=== Raw data ===
PR #3049, opened 2025-09-03
Sort any arrays in product-catalog file generation

rupertbates:
## What does this change?

We now have three generated files within the product-catalog module:
- a Zod schema for the product catalog
- a Zod schema for all valid purchase options
- a file defining all valid billing periods for each product 

Up until now the ordering of elements in arrays within these generated files was undefined, which meant that diffs could be noisy when new versions were generated. This PR explicitly sorts any generated arrays so that they will retain the same ordering between versions.


modules/product-catalog/src/generateProductBillingPeriods.ts
```diff
@@ -25,7 +25,7 @@ const getBillingPeriodsForProduct = (
 				(billingPeriod) =>
 					billingPeriod !== null && billingPeriod != 'Specific_Weeks',
 			) as string[],
-	);
+	).sort((a, b) => a.localeCompare(b));
```
tjmw, line 28: Was there a reason to use `localeCompare` here instead of the default `sort` behaviour?

tjmw (approved):
Great!

modules/product-catalog/src/generateProductBillingPeriods.ts
rupertbates: No actually, it's not needed here 👍

PR #3618, opened 2026-06-10
Fix schema

rupertbates:
## What does this change?
Fix the schema of the supporter product rate plan item


paul-daniel-dempsey (approved):
Ok, currency and amount was not in its own object but held seperately, thanks for fixing 👍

=== Required action ===
Write out, word for word, all lines from the line that holds "PR #3618, opened 2026-06-10" through the last line of the listing, with both end lines kept.

=== Solution below ===
PR #3618, opened 2026-06-10
Fix schema

rupertbates:
## What does this change?
Fix the schema of the supporter product rate plan item


paul-daniel-dempsey (approved):
Ok, currency and amount was not in its own object but held seperately, thanks for fixing 👍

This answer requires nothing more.